The last reason why I have personally neglected to use program quality checkers is that I (rightly or wrongly) believed my programs weren’t important. When writing a little script or toy project the codebase starts small. Often I write a program to test its fundamental ideas, it felt irritating to simultaneously audit the code quality.
Unfortunately, the habits (ethos) we practice with our unimportant projects eventually shift our programming character (ethikos). So get comfortable incorporating quality checks into your unimportant projects and you will be prepared for important ones.
In summary, every reason other than incompatible requirements B2 is within my power to change. I conclude that properties A1-A5 are sufficient reason to use an automated testing tool in the absence of objection B2.
Types of Tools
Code quality tools can be broadly classified as linters, fuzz testers, vulnerability scanners, and transformers. Linters statically analyze source code to find suspicious patterns such as unused variables, unreachable control flow, or side-effect trickery. Fuzz testers generate unusual inputs to test programs outside of the bias existing in human developers’ minds. Vulnerability scanners work in some cases like linters to look for insecure patterns in source code, and other times probe a live server with web requests. Transformers rewrite source code, in some cases standardizing its style, in others simplifying its logic.
Below is a survey of code quality tools that are relevant to a Ruby on Rails development stack. Please let me know about others I have missed.
- clutchski / coffeelint
- douglascrockford / JSLint
- stubbornella / csslint
- codegram / pelusa
- seattlerb / heckle
- bendyworks / lock_block
I and some other Bendyworkers are experimenting with creating our own code-quality tools. The first is a Ruby gem called lock_block. It’s a command line (and vim-enabled) tool to help you get a handle on your changing code. You select a couple of lines of code and tell Lock Block to tag those lines. It wraps the block with annotating comments containing a hash of the code state. If the code changes then you can find out.

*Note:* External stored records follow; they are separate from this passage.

PR #301, opened 2022-01-09
Compile thread sampling on Linux

johnbley:
Get thread sampling code to compile on Linux
 
It does not actually work yet; more porting needs to be done for thread creation and performance counters, but that will be a following PR.

### DIFF
--- a/tracer/src/Datadog.Trace.ClrProfiler.Native/ThreadSampler.cpp
+++ b/tracer/src/Datadog.Trace.ClrProfiler.Native/ThreadSampler.cpp
@@ -497,9 +497,13 @@ int GetSamplingPeriod()
     }
     try
     {
+#ifdef _WIN32
+        int ival = std::stoi(val);
+#else
         std::wstring_convert<std::codecvt_utf8_utf16<char16_t>, char16_t> convert;
         std::string str = convert.to_bytes(val);
         int ival = std::stoi(str);
+#endif
         return (int) fmaxl(MINIMUM_SAMPLE_PERIOD, ival);
     }
     catch (...)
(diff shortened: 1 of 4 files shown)


tracer/src/Datadog.Trace.ClrProfiler.Native/ThreadSampler.cpp
```diff
@@ -242,7 +242,7 @@ void ThreadSamplesBuffer::writeString(WSTRING& str)
 {
     // limit strings to a max length overall; this prevents (e.g.) thread names or
     // any other miscellaneous strings that come along from blowing things out
-    short usedLen = (short) min(str.length(), MAX_STRING_LENGTH);
+    short usedLen = (short) fminl(str.length(), MAX_STRING_LENGTH);
```
Kielek, line 245: Consider 
`#include <algorithm>`
then
`#define MAX_STRING_LENGTH 512UL`
and
`hort usedLen = (short) std::min(str.length(), MAX_STRING_LENGTH);`.

It should allow us to remove compilation warnings such us for every future PR `'argument': conversion from 'unsigned __int64' to 'long double', possible loss of data.`.

Similar changes should be done for second `fminl` usage.

algorithms header is included in other cpp files.

Ref: https://stackoverflow.com/questions/16584558/the-difference-between-max-and-fmax-cross-platform-compiling

johnbley: Done!

johnbley: Also, today I learned about #NOMINMAX in windows.h.

Kielek (approved):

Lock_block is useful for associating comments with code and reminding people to keep the comments up to date. It’s also useful in a legacy codebase to flag fragile and dangerous sections. This gives newcomers an explicit warning, especially when combined with a Git pre-commit hook to stop people from committing changes before they acknowledge them.
The second tool we’re working on is called the CSS Ratiocinator (after Leibniz’s Calculus Ratiocinator). It examines the live DOM in the browser and reverse engineers a new, more elegant, CSS definition that captures styles down to the pixel.
It addresses the problem of old CSS whose styles accumulate and contradict each other. After a certain point all CSS seems to grow only by internal antagonism. The ratiocinator wipes the slate clean and provides a harmonious new beginning. It is best used with sass-convert to further improve the result.
Ratiocinator is under active development and has plenty of challenges left before it is ready for production. Pull requests are welcome. If you want to know how to help, examine the issues logged in GitHub.
I’ll close with a word of warning: don’t turn off your mind. Automated code tools can lull you into a false sense of security. If your vulnerability scanner gives you the green light you might conclude your code is secure…don’t. However, if you stay vigilant you can expect nothing but help from code-quality tools.